Trait pair^{(1)} | CI_{95%} of 0.30 | CI_{95%} of 0.40 | ||||||
C. juncea | C. spectabilis | C. breviflora | C. ochroleuca | C. juncea | C. spectabilis | C. breviflora | C. ochroleuca | |
MPWS×MPWOS | 70 | 15 | 40 | 15 | 40 | 10 | 25 | 10 |
MPWS×LP | 110 | 60 | 75 | 60 | 60 | 35 | 45 | 35 |
MPWS×WP | 100 | 45 | 75 | 80 | 55 | 25 | 45 | 50 |
MPWS×HP | 125 | 120 | 95 | 110 | 70 | 70 | 55 | 65 |
MPWS×NSP | 35 | 25 | 35 | 65 | 20 | 15 | 25 | 40 |
MPWS×MSP | 10 | 10 | 10 | 10 | 10 | 10 | 10 | 10 |
MPWS×MHS | 95 | 160 | 135 | 120 | 55 | 90 | 75 | 70 |
MPWOS×LP | 55 | 55 | 40 | 50 | 35 | 35 | 25 | 30 |
MPWOS×WP | 70 | 40 | 60 | 50 | 40 | 25 | 35 | 30 |
MPWOS×HP | 120 | 115 | 75 | 105 | 70 | 65 | 45 | 60 |
MPWOS×NSP | 135 | 90 | 130 | 130 | 75 | 55 | 75 | 70 |
MPWOS×MSP | 105 | 85 | 110 | 65 | 60 | 45 | 65 | 40 |
MPWOS×MHS | 175 | 185 | 150 | 135 | 95 | 105 | 85 | 80 |
LP×WP | 105 | 60 | 110 | 70 | 60 | 35 | 65 | 40 |
LP×HP | 155 | 155 | 110 | 95 | 85 | 90 | 65 | 55 |
LP×NSP | 125 | 95 | 140 | 120 | 75 | 55 | 85 | 70 |
LP×MSP | 135 | 85 | 115 | 95 | 80 | 55 | 70 | 55 |
LP×MHS | 160 | 160 | 150 | 155 | 95 | 95 | 85 | 95 |
WP×HP | 200 | 140 | 90 | 100 | 110 | 80 | 50 | 60 |
WP×NSP | 155 | 90 | 150 | 165 | 85 | 55 | 90 | 95 |
WP×MSP | 120 | 80 | 120 | 135 | 70 | 45 | 70 | 80 |
WP×MHS | 115 | 150 | 125 | 150 | 70 | 90 | 70 | 85 |
HP×NSP | 140 | 145 | 150 | 165 | 80 | 85 | 85 | 100 |
HP×MSP | 130 | 140 | 135 | 140 | 70 | 80 | 75 | 80 |
HP×MHS | 150 | 160 | 160 | 160 | 85 | 95 | 95 | 95 |
NSP×MSP | 35 | 15 | 25 | 40 | 20 | 10 | 15 | 25 |
NSP×MHS | 160 | 185 | 190 | 180 | 95 | 100 | 110 | 105 |
MSP×MHS | 95 | 175 | 155 | 120 | 55 | 95 | 90 | 70 |
^{(1)}MPWS, mass of pods with seed; MPWOS, mass of pods without seed; LP, length of pod; WP, width of pod; HP, height of pod; NSP, number of seed per pod; MSP, mass of seed per pod; and MHS, mass of 100 seed.
Conclusions
The sample size varies between crotalaria species and, especially, between pairs of traits as a function of the magnitude of the correlation coefficient.

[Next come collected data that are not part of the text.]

Issue #1057, opened 2023-12-01
Deployment issues to be solved before switching the default from DNF to DNF5


jan-kolarik:
A follow-up to https://github.com/rpm-software-management/dnf5/issues/635. This is a tracking issue for unresolved problems discovered during previous switch to DNF5 in Fedora Rawhide:

- [dnf5 seems to default to skip_if_unavailable=False behavior](https://bugzilla.redhat.com/show_bug.cgi?id=2216205)
  - deliver releng config overrides
  - announce on devel list
- [`man dnf` does not work](https://bugzilla.redhat.com/show_bug.cgi?id=2216850)

Conan-Kudo:
We now use KIWI for building cloud images starting with F40, so now for cloud images and base containers to change, a pull request will be required for [fedora-kiwi-descriptions](https://pagure.io/fedora-kiwi-descriptions).

jan-kolarik:
> We now use KIWI for building cloud images starting with F40, so now for cloud images and base containers to change, a pull request will be required for [fedora-kiwi-descriptions](https://pagure.io/fedora-kiwi-descriptions).

Thanks for info, noted.

evan-goode:
`skip_if_unavailable=True` and `best=False` PR: https://src.fedoraproject.org/rpms/fedora-release/pull-request/331

PR #1350, opened 2024-03-27
Prepare bash-completion for switch to dnf5 as the default package manager

jan-kolarik:
For: https://bugzilla.redhat.com/show_bug.cgi?id=2223324.

Connected with:
- https://github.com/rpm-software-management/dnf/pull/2070

Related:
- https://github.com/rpm-software-management/dnf5/issues/1057

### DIFF
--- a/dnf5/bash-completion/dnf5
+++ b/dnf5/bash-completion/dnf5
@@ -7,4 +7,11 @@ _do_dnf5_completion()
     mapfile -t COMPREPLY <<<$("${1}" "--complete=${cword}" "${words[@]}")
 }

Smaller sample sizes are required to estimate the correlation coefficients between highly correlated traits.
To estimate the correlation coefficients with CI_{95%} of 0.20, 10 to 440 pods are required, depending on the species, pairs of traits, and magnitude of the correlation coefficient.